== RECORDS FOR PROCESSING ==

PR #184, opened 2026-01-06
chore: Update crates to fix docs

kate-shine:
Mainly to release changes from https://github.com/microsoft/oxidizer/commit/af97b4255ff21e2610a9a92f2b9b12832ee16c5d


kate-shine:
@microsoft-github-policy-service agree company="Microsoft"

sandersaares (commented):
I would have expected these to be patch version increments, not minor version increments, as the only purpose here should be to just jiggle docs.rs to build again by publishing an only-metadata-changes new version. Why are these minor version increments?

PR #526, opened 2026-06-25
fix: exclude non-source artifacts from published crates via include allowlist

sgalkin:
Published crates shipped Git LFS-tracked binaries (logo.png, favicon.ico, diagrams) which, depending on whether the publishing runner smudged LFS, were packaged as ~130-byte pointer stubs. That made the .crate non-reproducible and broke dependent crates' lockfile checksums on docs.rs (checksum changed between lock files), repeatedly taking down docs for most of the workspace.

Add an explicit include allowlist in [workspace.package] (opted into by every crate) so only source and build-required files are packaged. This keeps all LFS-tracked binaries out of the package by construction and also drops other non-source cruft (AGENTS.md, design docs, editable diagram sources). Logos are already referenced via absolute html_logo_url, so nothing consumes the packaged copies.

Validated by packaging and rebuilding all 38 crates from their .crate tarballs (38/38 OK) and confirming 0 crates ship any binary artifact.

### DIFF
--- a/Cargo.toml
+++ b/Cargo.toml
@@ -12,6 +12,35 @@ authors = ["The Oxidizer Project Authors"]
 license = "MIT"
 homepage = "https://github.com/microsoft/oxidizer"
 
+# Allowlist of files packaged into published crates (`cargo package`/`publish`).
+# We use an explicit include (allowlist), not exclude, so that non-source
+# artifacts can never leak into the published `.crate` by construction.
+#
+# WARNING: never add a Git LFS-tracked file to a packaged path. `cargo` has no
+# LFS awareness: depending on whether the publishing runner smudged LFS, an
+# LFS-tracked binary is packaged either as its real bytes or as a ~130-byte
+# pointer STUB. That makes the `.crate` non-reproducible, so the checksum a
+# dependent records for this crate can differ from what crates.io ultimately
+# stores - which breaks the dependent's build on docs.rs ("checksum changed
+# between lock files"). The `.gitattributes` LFS globs (*.png, *.ico, *.jpg,
+# *.pdf, *.zip, *.dll, *.exe, ...) therefore must stay OUT of every packaged
+# path (src, examples, tests, benches, docs). Reference such assets by absolute
+# URL instead, e.g. `#![doc(html_logo_url = "https://.../logo.png")]`.
+#
+# The `docs/**/*.md` glob matches only Markdown, so compile-time `include_str!`
+# doc fragments are packaged while binary diagram assets beside them are not.
+include = [
+    "/src/**",
+    "/examples/**",
+    "/benches/**",
+    "/tests/**",
+    "/docs/**/*.md",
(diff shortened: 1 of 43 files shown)


Cargo.toml
```diff
@@ -12,6 +12,35 @@ authors = ["The Oxidizer Project Authors"]
...
+# dependent records for this crate can differ from what crates.io ultimately
+# stores - which breaks the dependent's build on docs.rs ("checksum changed
+# between lock files"). The `.gitattributes` LFS globs (*.png, *.ico, *.jpg,
+# *.pdf, *.zip, *.dll, *.exe, ...) therefore must stay OUT of every packaged
+# path (src, examples, tests, benches, docs). Reference such assets by absolute
+# URL instead, e.g. `#![doc(html_logo_url = "https://.../logo.png")]`.
+#
+# The `docs/**/*.md` glob matches only Markdown, so compile-time `include_str!`
+# doc fragments are packaged while binary diagram assets beside them are not.
+include = [
```
Vaiz, line 32: imo, there is not much value in keeping examples, tests, and CHANGELOG.md. we can exclude them as well

Vaiz (approved):

Cargo.toml
```diff
@@ -12,6 +12,35 @@ authors = ["The Oxidizer Project Authors"]
 license = "MIT"
 homepage = "https://github.com/microsoft/oxidizer"
 
+# Allowlist of files packaged into published crates (`cargo package`/`publish`).
```
sandersaares, line 15: Huh, I did not even realize all this random stuff is packed by default but I guess Cargo has no idea what rustc actually needs at compile time, so it makes sense.

I suggest also defining some `docs/packaging-guidelines.md` and referencing from `AGENTS.md` to inform future generations of agent-maintainers on how to do this properly.

sandersaares (approved):

martin-kolinek (approved):

Cargo.toml
sgalkin: done

Cargo.toml
sgalkin: Good call — dropped CHANGELOG.md (neither a declared target nor build-required, and crates.io doesn't render it).

I kept examples/tests/benches on the principle that anything declared in Cargo.toml should ship: several crates declare explicit [[example]]/[[test]]/[[bench]] targets, so excluding those dirs would leave the published manifest pointing at files not in the tarball. I checked the 20 most-downloaded crates and none ship such dangling declarations — they package the dirs they declare (or don't declare them at all).

Cargo does tolerate dangling declarations (verified: fetch/seatbelt/multitude/ohno still package + rebuild from their .crate with those dirs excluded), but keeping the manifest internally consistent — so cargo build --all-targets / cargo test work against the published tarball — seemed worth the few KB. Happy to revisit if you feel strongly.

sandersaares (approved):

===

[WHAT TO DO]
Write out every entry again so that each line matches the original exactly.

[SOLUTION TO THIS PROBLEM]
PR #184, opened 2026-01-06
chore: Update crates to fix docs

kate-shine:
Mainly to release changes from https://github.com/microsoft/oxidizer/commit/af97b4255ff21e2610a9a92f2b9b12832ee16c5d


kate-shine:
@microsoft-github-policy-service agree company="Microsoft"

sandersaares (commented):
I would have expected these to be patch version increments, not minor version increments, as the only purpose here should be to just jiggle docs.rs to build again by publishing an only-metadata-changes new version. Why are these minor version increments?

PR #526, opened 2026-06-25
fix: exclude non-source artifacts from published crates via include allowlist

sgalkin:
Published crates shipped Git LFS-tracked binaries (logo.png, favicon.ico, diagrams) which, depending on whether the publishing runner smudged LFS, were packaged as ~130-byte pointer stubs. That made the .crate non-reproducible and broke dependent crates' lockfile checksums on docs.rs (checksum changed between lock files), repeatedly taking down docs for most of the workspace.

Add an explicit include allowlist in [workspace.package] (opted into by every crate) so only source and build-required files are packaged. This keeps all LFS-tracked binaries out of the package by construction and also drops other non-source cruft (AGENTS.md, design docs, editable diagram sources). Logos are already referenced via absolute html_logo_url, so nothing consumes the packaged copies.

Validated by packaging and rebuilding all 38 crates from their .crate tarballs (38/38 OK) and confirming 0 crates ship any binary artifact.

### DIFF
--- a/Cargo.toml
+++ b/Cargo.toml
@@ -12,6 +12,35 @@ authors = ["The Oxidizer Project Authors"]
 license = "MIT"
 homepage = "https://github.com/microsoft/oxidizer"
 
+# Allowlist of files packaged into published crates (`cargo package`/`publish`).
+# We use an explicit include (allowlist), not exclude, so that non-source
+# artifacts can never leak into the published `.crate` by construction.
+#
+# WARNING: never add a Git LFS-tracked file to a packaged path. `cargo` has no
+# LFS awareness: depending on whether the publishing runner smudged LFS, an
+# LFS-tracked binary is packaged either as its real bytes or as a ~130-byte
+# pointer STUB. That makes the `.crate` non-reproducible, so the checksum a
+# dependent records for this crate can differ from what crates.io ultimately
+# stores - which breaks the dependent's build on docs.rs ("checksum changed
+# between lock files"). The `.gitattributes` LFS globs (*.png, *.ico, *.jpg,
+# *.pdf, *.zip, *.dll, *.exe, ...) therefore must stay OUT of every packaged
+# path (src, examples, tests, benches, docs). Reference such assets by absolute
+# URL instead, e.g. `#![doc(html_logo_url = "https://.../logo.png")]`.
+#
+# The `docs/**/*.md` glob matches only Markdown, so compile-time `include_str!`
+# doc fragments are packaged while binary diagram assets beside them are not.
+include = [
+    "/src/**",
+    "/examples/**",
+    "/benches/**",
+    "/tests/**",
+    "/docs/**/*.md",
(diff shortened: 1 of 43 files shown)


Cargo.toml
```diff
@@ -12,6 +12,35 @@ authors = ["The Oxidizer Project Authors"]
...
+# dependent records for this crate can differ from what crates.io ultimately
+# stores - which breaks the dependent's build on docs.rs ("checksum changed
+# between lock files"). The `.gitattributes` LFS globs (*.png, *.ico, *.jpg,
+# *.pdf, *.zip, *.dll, *.exe, ...) therefore must stay OUT of every packaged
+# path (src, examples, tests, benches, docs). Reference such assets by absolute
+# URL instead, e.g. `#![doc(html_logo_url = "https://.../logo.png")]`.
+#
+# The `docs/**/*.md` glob matches only Markdown, so compile-time `include_str!`
+# doc fragments are packaged while binary diagram assets beside them are not.
+include = [
```
Vaiz, line 32: imo, there is not much value in keeping examples, tests, and CHANGELOG.md. we can exclude them as well

Vaiz (approved):

Cargo.toml
```diff
@@ -12,6 +12,35 @@ authors = ["The Oxidizer Project Authors"]
 license = "MIT"
 homepage = "https://github.com/microsoft/oxidizer"
 
+# Allowlist of files packaged into published crates (`cargo package`/`publish`).
```
sandersaares, line 15: Huh, I did not even realize all this random stuff is packed by default but I guess Cargo has no idea what rustc actually needs at compile time, so it makes sense.

I suggest also defining some `docs/packaging-guidelines.md` and referencing from `AGENTS.md` to inform future generations of agent-maintainers on how to do this properly.

sandersaares (approved):

martin-kolinek (approved):

Cargo.toml
sgalkin: done

Cargo.toml
sgalkin: Good call — dropped CHANGELOG.md (neither a declared target nor build-required, and crates.io doesn't render it).

I kept examples/tests/benches on the principle that anything declared in Cargo.toml should ship: several crates declare explicit [[example]]/[[test]]/[[bench]] targets, so excluding those dirs would leave the published manifest pointing at files not in the tarball. I checked the 20 most-downloaded crates and none ship such dangling declarations — they package the dirs they declare (or don't declare them at all).

Cargo does tolerate dangling declarations (verified: fetch/seatbelt/multitude/ohno still package + rebuild from their .crate with those dirs excluded), but keeping the manifest internally consistent — so cargo build --all-targets / cargo test work against the published tarball — seemed worth the few KB. Happy to revisit if you feel strongly.

sandersaares (approved):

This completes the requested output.